=== Begin Enclosure ===

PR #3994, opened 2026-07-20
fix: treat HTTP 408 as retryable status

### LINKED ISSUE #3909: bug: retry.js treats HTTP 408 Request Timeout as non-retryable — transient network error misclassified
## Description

=== End Enclosure ===
=== Begin Enclosure ===

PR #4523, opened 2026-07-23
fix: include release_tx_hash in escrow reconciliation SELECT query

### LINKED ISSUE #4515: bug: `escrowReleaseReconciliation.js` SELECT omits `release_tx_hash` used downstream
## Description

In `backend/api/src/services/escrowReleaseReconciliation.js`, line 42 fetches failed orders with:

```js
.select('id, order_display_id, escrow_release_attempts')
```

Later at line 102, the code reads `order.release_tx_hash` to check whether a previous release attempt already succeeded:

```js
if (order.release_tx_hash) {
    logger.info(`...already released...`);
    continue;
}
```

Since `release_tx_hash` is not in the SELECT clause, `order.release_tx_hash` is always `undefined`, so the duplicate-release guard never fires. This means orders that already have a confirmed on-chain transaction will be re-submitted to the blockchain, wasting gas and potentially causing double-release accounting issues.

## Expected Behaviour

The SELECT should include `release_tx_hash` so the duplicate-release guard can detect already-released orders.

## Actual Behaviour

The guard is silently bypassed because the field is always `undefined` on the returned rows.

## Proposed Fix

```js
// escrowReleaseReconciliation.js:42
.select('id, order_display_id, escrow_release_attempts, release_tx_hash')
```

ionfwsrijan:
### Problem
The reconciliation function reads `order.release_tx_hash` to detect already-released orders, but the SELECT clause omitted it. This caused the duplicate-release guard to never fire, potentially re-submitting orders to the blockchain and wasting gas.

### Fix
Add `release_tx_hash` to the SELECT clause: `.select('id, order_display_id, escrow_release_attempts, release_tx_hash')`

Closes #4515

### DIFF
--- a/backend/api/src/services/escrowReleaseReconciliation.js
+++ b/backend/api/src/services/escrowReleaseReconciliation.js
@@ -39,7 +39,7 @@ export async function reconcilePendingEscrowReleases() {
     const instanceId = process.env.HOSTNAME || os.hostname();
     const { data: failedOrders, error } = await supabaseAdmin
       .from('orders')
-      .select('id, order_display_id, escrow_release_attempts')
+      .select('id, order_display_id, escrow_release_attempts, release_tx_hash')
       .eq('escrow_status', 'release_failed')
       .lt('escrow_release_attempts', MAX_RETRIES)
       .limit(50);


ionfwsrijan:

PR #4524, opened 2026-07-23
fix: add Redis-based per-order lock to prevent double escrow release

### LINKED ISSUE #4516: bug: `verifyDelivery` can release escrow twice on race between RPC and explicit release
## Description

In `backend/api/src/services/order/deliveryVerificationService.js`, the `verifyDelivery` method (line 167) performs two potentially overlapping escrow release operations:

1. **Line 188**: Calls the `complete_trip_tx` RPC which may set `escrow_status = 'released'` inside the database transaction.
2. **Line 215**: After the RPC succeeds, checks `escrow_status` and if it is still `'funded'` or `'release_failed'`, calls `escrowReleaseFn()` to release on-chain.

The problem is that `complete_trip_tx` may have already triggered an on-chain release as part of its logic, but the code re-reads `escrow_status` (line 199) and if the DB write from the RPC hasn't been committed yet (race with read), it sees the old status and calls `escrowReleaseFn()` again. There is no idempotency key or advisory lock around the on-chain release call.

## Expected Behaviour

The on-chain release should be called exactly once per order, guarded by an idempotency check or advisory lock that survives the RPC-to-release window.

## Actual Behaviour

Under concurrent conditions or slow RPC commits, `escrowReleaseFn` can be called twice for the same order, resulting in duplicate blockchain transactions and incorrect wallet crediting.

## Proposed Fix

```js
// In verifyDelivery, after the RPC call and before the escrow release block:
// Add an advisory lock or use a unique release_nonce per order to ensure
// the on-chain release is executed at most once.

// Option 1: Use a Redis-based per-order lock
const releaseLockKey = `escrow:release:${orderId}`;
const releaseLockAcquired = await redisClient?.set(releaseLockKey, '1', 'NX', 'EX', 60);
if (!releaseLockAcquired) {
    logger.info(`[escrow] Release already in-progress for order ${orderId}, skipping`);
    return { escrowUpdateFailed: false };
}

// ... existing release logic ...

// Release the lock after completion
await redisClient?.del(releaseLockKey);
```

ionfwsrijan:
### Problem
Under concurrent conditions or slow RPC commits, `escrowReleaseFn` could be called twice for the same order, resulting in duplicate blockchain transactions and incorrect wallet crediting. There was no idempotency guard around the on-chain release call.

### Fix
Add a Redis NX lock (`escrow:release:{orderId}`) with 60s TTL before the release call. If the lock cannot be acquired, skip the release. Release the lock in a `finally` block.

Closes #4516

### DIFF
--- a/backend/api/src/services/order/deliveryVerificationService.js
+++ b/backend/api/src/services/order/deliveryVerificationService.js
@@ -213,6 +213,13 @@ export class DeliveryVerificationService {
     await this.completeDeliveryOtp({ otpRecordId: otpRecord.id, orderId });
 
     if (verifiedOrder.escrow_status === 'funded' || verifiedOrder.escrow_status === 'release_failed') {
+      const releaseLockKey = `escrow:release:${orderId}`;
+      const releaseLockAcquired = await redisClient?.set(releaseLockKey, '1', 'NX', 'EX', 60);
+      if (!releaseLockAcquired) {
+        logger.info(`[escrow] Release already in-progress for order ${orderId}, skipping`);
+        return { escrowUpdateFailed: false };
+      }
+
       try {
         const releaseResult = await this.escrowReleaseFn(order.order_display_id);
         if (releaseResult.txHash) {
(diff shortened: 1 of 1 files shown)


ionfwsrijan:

=== End Enclosure ===

Pull every line containing "await" from the data.

#### Output for this exercise
     const { data: failedOrders, error } = await supabaseAdmin
const releaseLockAcquired = await redisClient?.set(releaseLockKey, '1', 'NX', 'EX', 60);
await redisClient?.del(releaseLockKey);
     await this.completeDeliveryOtp({ otpRecordId: otpRecord.id, orderId });
+      const releaseLockAcquired = await redisClient?.set(releaseLockKey, '1', 'NX', 'EX', 60);
         const releaseResult = await this.escrowReleaseFn(order.order_display_id);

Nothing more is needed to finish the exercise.